Data:
****************

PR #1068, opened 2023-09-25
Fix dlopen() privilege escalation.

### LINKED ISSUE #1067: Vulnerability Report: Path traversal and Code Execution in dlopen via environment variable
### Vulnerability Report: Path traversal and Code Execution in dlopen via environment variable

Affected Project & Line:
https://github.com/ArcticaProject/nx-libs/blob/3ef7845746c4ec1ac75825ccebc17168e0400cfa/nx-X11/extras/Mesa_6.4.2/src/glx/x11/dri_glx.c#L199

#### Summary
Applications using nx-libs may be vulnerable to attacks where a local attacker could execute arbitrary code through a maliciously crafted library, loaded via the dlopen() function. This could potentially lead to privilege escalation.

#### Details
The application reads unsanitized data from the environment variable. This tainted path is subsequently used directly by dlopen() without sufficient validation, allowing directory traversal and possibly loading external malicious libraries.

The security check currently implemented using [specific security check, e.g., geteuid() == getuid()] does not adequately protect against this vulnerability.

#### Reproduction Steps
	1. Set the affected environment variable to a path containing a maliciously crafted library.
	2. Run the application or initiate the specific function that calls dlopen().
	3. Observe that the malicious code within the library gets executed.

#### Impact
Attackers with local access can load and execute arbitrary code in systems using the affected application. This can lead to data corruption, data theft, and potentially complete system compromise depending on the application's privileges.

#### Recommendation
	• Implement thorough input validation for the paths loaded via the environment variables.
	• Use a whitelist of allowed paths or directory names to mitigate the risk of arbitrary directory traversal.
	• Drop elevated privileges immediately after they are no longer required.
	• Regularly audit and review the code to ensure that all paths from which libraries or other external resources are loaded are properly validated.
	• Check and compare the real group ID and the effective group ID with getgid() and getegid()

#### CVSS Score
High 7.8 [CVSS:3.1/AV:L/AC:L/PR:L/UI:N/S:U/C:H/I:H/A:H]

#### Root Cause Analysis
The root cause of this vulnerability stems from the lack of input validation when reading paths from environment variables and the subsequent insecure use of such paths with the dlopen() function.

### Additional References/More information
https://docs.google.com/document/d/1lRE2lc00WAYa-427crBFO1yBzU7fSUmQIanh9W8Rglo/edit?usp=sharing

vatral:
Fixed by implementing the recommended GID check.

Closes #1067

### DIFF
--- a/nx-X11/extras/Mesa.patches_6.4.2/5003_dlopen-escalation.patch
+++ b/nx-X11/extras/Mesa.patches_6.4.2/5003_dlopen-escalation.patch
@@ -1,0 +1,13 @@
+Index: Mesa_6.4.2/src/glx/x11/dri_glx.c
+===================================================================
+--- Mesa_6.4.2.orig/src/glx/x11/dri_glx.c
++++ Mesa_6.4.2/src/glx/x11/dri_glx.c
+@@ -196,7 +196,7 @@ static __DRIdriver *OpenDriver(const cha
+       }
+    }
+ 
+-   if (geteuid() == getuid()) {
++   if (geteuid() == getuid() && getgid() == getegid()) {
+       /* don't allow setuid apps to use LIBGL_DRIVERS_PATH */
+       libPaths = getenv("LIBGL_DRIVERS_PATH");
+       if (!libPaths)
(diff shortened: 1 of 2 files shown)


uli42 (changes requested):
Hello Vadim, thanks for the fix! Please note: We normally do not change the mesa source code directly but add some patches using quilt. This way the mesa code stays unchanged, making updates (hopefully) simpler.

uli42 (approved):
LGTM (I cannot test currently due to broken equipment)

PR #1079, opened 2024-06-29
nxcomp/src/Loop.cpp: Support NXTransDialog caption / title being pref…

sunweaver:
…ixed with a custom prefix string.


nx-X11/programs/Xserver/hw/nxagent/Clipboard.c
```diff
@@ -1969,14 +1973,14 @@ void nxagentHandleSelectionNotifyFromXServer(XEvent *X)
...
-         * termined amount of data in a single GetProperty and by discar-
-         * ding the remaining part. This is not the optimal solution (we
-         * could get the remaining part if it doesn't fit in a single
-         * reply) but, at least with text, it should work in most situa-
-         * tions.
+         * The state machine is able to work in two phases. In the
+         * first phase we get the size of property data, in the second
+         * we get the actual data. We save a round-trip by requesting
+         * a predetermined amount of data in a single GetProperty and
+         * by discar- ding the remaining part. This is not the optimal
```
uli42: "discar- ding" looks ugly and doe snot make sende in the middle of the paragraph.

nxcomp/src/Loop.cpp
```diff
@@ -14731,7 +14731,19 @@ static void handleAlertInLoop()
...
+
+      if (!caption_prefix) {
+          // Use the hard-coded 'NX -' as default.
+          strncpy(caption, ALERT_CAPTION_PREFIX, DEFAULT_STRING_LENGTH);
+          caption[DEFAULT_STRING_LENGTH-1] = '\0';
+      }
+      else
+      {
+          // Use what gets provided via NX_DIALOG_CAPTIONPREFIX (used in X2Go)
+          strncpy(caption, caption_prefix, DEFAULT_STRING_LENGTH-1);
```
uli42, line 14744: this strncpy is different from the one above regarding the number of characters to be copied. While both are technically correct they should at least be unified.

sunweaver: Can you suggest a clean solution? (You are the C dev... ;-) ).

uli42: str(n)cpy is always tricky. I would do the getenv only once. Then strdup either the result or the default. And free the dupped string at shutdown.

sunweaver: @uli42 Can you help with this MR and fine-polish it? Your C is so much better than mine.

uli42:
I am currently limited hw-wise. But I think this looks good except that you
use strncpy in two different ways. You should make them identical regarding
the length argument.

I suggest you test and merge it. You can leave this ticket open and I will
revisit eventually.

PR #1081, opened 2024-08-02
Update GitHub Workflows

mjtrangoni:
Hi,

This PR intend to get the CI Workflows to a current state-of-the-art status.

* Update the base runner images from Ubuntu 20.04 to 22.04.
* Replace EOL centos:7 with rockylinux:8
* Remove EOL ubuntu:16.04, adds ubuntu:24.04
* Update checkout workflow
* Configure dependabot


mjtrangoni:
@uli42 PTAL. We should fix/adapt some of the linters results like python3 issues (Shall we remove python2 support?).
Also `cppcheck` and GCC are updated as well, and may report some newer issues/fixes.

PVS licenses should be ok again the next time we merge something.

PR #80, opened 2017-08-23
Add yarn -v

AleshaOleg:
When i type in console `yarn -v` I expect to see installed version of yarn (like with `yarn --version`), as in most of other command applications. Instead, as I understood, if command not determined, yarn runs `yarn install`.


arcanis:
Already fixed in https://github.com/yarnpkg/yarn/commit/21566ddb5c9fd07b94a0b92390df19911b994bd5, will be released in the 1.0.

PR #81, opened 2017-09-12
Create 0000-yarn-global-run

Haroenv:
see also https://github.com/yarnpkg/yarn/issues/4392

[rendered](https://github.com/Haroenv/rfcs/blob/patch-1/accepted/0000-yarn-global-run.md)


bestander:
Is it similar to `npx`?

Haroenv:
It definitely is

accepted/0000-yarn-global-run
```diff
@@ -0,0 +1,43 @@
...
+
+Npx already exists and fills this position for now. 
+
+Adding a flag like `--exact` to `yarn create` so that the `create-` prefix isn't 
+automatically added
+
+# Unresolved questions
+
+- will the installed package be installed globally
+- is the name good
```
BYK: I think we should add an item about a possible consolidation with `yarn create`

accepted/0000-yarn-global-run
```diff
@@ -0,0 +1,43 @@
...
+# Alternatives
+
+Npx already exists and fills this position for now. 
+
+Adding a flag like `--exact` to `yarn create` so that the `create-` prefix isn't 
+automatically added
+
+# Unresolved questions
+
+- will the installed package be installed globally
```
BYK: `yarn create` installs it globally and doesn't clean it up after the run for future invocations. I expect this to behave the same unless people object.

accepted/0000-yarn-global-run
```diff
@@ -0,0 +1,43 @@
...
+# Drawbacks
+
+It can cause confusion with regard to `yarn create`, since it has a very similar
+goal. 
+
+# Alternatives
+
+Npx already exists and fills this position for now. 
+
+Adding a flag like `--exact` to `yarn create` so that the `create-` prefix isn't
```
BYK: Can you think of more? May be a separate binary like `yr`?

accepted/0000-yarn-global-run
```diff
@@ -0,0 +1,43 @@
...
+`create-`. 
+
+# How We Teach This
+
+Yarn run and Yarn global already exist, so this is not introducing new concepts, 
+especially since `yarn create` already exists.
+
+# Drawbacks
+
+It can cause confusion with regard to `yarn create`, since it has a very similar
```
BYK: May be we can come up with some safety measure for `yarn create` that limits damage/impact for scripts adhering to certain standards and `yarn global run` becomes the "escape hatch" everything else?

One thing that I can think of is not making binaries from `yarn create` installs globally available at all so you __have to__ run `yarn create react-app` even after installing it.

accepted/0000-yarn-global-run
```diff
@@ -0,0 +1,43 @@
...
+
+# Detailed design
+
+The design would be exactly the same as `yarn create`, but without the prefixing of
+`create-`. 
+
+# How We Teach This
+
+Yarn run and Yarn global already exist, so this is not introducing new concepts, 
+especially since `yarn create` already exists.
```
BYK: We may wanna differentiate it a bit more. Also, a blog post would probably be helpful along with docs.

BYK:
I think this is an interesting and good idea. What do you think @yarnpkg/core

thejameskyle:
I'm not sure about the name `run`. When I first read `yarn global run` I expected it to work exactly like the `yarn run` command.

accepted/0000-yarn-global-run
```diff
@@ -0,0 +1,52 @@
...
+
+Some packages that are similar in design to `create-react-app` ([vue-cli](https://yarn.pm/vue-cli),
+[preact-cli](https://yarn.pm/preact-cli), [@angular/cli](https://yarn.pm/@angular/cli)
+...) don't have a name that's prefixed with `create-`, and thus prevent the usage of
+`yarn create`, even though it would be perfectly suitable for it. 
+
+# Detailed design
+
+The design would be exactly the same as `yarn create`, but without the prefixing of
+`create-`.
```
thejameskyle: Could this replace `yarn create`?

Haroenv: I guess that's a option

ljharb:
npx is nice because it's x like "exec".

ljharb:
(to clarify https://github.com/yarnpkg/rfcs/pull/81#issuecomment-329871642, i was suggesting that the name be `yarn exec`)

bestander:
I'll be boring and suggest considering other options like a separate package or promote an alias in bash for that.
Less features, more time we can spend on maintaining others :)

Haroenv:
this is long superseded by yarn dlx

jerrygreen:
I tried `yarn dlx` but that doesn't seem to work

****************

To do:
Reply with one number, the count of lines in the records that include the word "clean".

Solution to this task:
2